Back in the 1980s Marco Lamberti (Giuseppe Battiston) was part of a left-wing terrorist group in Italy, sort of like the Red Brigades. After murdering an Italian judge, he sought and received asylum in France. Decades later a terrorist act in Italy (which he had nothing to do with) puts him under the spotlight and makes him a target for extradition. He and his sixteen-year-old daughter flee into the French countryside. Meanwhile, back in Italy, his family suffer the consequences for his past crimes.
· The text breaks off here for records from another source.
PR #480, opened 2020-03-17
Fambam 54 resource tile

adamvictorclever:
**Jira:** https://clever.atlassian.net/browse/FAMBAM-54

**Overview:** This PR adds the ResourceTile component to Dewey! It's essentially the ResourceLinkView from Launchpad with some changes to make it more generic. Recommended reviewing commit by commit, which should make the diffs against the Launchpad version more clear.

**Screenshots/GIFs:**
Screen Shot 2020-03-17 at 3 55 38 PM

**Testing:**
- [X] Unit tests
- Manual tests:
  - [X] Chrome
  - [ ] Safari
  - [ ] IE10

**Roll Out:**
- Before merging:
  - [X] Updated docs
    - [X] Add an entry in `ComponentsView.componentsToDisplay` using this template:
      ```
      {
      },
      ```
    - [X] Add a screenshot of the component in `docs/assets/img` with the format `<COMPONENT LINK>.png`
- After merging:


src/utils/index.ts
```diff
@@ -83,3 +83,28 @@ export function classNameFor(prefixes: string | string[], classSegments?: string
...
+/**
+ * Detect browser capabilities and apply faux media queries
+ *
+ * This will allow us to write CSS rules like:
+ *
+ *     .mq-hover .conditional-styles {
+ *       // only applied when the browser supports hover
+ *     }
+ */
+export function polyfillMediaQueries() {
```
adamvictorclever: These functions were taken from Launchpad - the hover styles for the ResourceTile are dependent on the `.mq-hover` class being on the document body. Since `polyfillMediaQueries` must be run for this component to work, I think it makes sense to move the function into Dewey, although every repo would still be responsible for running this code on boot.

src/ResourceTile/ResourceTile.tsx
```diff
@@ -0,0 +1,244 @@
...
+};
+
+export interface Action {
+  content: React.ReactNode;
+  href?: string;
+  onClick?: () => void;
+}
+
+export interface Props {
+  actions: [] | [Action] | [Action, Action];
```
adamvictorclever: This __may__ be an example of trying to be too strict with types so I'm open to opinions on this! Previously, we represented this as `Action[]` but always only used the first two actions in the array. Instead, I'm expressing this implicit behavior in an explicit way by  changing the type to only allow tuples of Actions with up to 2 entries. This may cause it to be slightly harder to pass in actions to this component since you have to write it in a way that convinces the compiler you're only passing in at most two actions.

src/ResourceTile/ResourceTile.tsx
```diff
@@ -36,96 +30,82 @@ export const CssClasses = {
...
 
-type Props = BasicProps & PassThroughProps;
-
 interface State {
   iconOrientation: IconOrientation;
 }
 
 export class ResourceTile extends React.PureComponent<Props, State> {
-  static defaultProps = {
+  static defaultProps: Pick<Props, "actions" | "size" | "openInSameTab"> = {
```
adamvictorclever: TypeScript support for `defaultProps` is actually really cool! For example, we make `actions` required in the `Props` above so that when we use `actions` in this component we never have to worry about it being undefined (which is more relevant if we had strict mode on). But even though `actions` is required in the Props, TypeScript treats them as optional when actually using this component since it knows it's in `defaultProps`!

src/ResourceTile/ResourceTile.tsx
```diff
@@ -36,96 +30,82 @@ export const CssClasses = {
...
 
   renderIcon() {
-    const { icon, title } = this.props;
+    const { icon, title, loadingSpinner } = this.props;
     const { iconOrientation } = this.state;
     const loading = icon === "";
 
     if (loading) {
-      return <LoadingSpinner size={LoadingSpinner.Size.S} />;
+      return loadingSpinner;
```
adamvictorclever: I'm open to thoughts on if this makes sense - previously, if the icon is an empty string we displayed a `<LoadingSpinner>`. However, we actually don't have a `LoadingSpinner` component in Dewey, each repo has its own version. As a way around this, we require the user of this component to pass in a `loadingSpinner` prop to be used in this case. It does feel a little weird that we have this special case that comes up when icon is an empty string. Maybe the prop types should make icon and loadingSpinner mutually exclusive and we use whichever is given?

src/ResourceTile/ResourceTile.less
```diff
@@ -184,7 +184,3 @@ button.ResourceTile--actionButton {
 .ResourceTile--size--small .ResourceTile--actionButton {
   font-size: @fontSizeMedium;
 }
-
-.DraggableWrapper--dragging .ResourceTile--draggableIcon {
```
adamvictorclever: Since DraggableWrapper is a Launchpad specific component that isn't yet in Dewey, I think it makes sense for this style to live in Launchpad instead of here.

src/ResourceTile/ResourceTile.tsx
arsalansufi: This seems totally reasonable to me!

src/ResourceTile/ResourceTile.tsx
arsalansufi: Nice!

src/ResourceTile/ResourceTile.tsx
arsalansufi: Mmm interesting. Feels like the real generalization here is to allow consumers to pass in a `ReactNode` for the icon, where that node isn't necessarily a loading spinner. What if we make a new optional `iconNode` prop for this? Open to other names!

docs/components/ResourceTileView.jsx
```diff
@@ -43,6 +43,11 @@ export default class ResourceTileView extends React.PureComponent {
               import { ResourceTile } from "clever-components";
               // OR
               import ResourceTile from "clever-components/dist/ResourceTile"; // Avoids importing all of clever-components.
+
+              // You also need to polyfillMediaQueries for hovering to work
```
arsalansufi: nit:  I'd rewrite `for hovering to work` as `for hover styles to work`

docs/components/ResourceTileView.jsx
```diff
@@ -43,6 +43,11 @@ export default class ResourceTileView extends React.PureComponent {
...
+              import { polyfillMediaQueries } from "clever-components";
+              // Where you application boots
```
arsalansufi: Minor typo: you --> your

src/utils/index.ts
arsalansufi: Ah right, this code is also coming back to me. Having consumers use this function seems reasonable! That said, I wouldn't be surprised if someone forgot this and wondered why hover styles weren't working.

Maybe we should draw more attention to the comment in the docs?

```
// IMPORTANT! You need to call polyfillMediaQueries for hover styles to work.
```

src/ResourceTile/ResourceTile.less
```diff
@@ -0,0 +1,186 @@
...
+@iconSizeMedium: 6.5rem;
+@iconSizeLarge: 8rem;
+@resourceTilePaddingSmall: 0.75rem;
+@resourceTilePaddingMedium: 0.875rem;
+@resourceTilePaddingLarge: 1rem;
+@fontSizeSmall: 0.75rem;
+@fontSizeMedium: 0.875rem;
+@fontSizeLarge: 1rem;
+
+.ResourceTile {
```
arsalansufi: Ooh one more thought: For components that have names that could actually conflict with in-repo components, we sometimes prefix the component styles with `dewey--`. We do this in the Dewey `TopBar` for example.

https://github.com/Clever/components/blob/e68b5faf67fa7e756e95445a0493e291ffb26a98/src/TopBar/index.less#L4

Might make sense to do that for this component as well. I wouldn't be surprised if someone set up a component named `<ResourceTile>` and had trouble styling it because Dewey styles were getting applied to it, not realizing that that was happening.

teacamperneil:
THIS IS AMAZING, TY ADAM!!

A dud. This film is slow, heavy, and lugubrious. The characters are shallow. Worst of all, though, is the inability of the film-makers to honestly deal with the very topics their own film raises. To make a candid and frank film about the terrorist groups of the 1960s, 70s, and 80s (The Red Brigades, Baader-Meinhof, Weather Underground, etc.) requires a tremendous amount of courage and intelligence. For this film to work we need to understand Marco’s commitment to violence, especially the ideology of revolutionary violence so prevalent at the time. Without that, he remains unsympathetic and this is nothing more than a dreary little tale about a scofflaw. But the film never provides this understanding, we never really get inside Marco's head. Instead we’re shown the problems which the terrorist’s family undergoes - his sister in Italy gets fired from her teaching job, his daughter can’t go hang out with other teens at the beach, etc. Interesting, to be sure, but since the big question of the film - should Marco go to jail for his actions twenty years ago or not - never gets candidly addressed, all of the human interest sub-plots seem evasive.
|Giuseppe Battiston and Charlotte Cétaire|
I understand the reluctance of director Annarita Zambrano and her co-writer Delphine Agut to take an honest look at terrorism from the terrorist's point-of-view. There are many angry and damaged people in Europe and the US who might find Marco's commitment to revolutionary violence inspiring, but if the artists are unwilling to deal honestly with a difficult topic like this, then they shouldn’t deal with it at all. And the final sign that Zambrano is in over her head is the ending (spoiler alert). Rather than deal with the issues her own movie raises, she simply kills off her protagonist. Marco is on the road one dark night and car runs him over and kills him. So there. As they used to say back in the '60s: What a cop-out.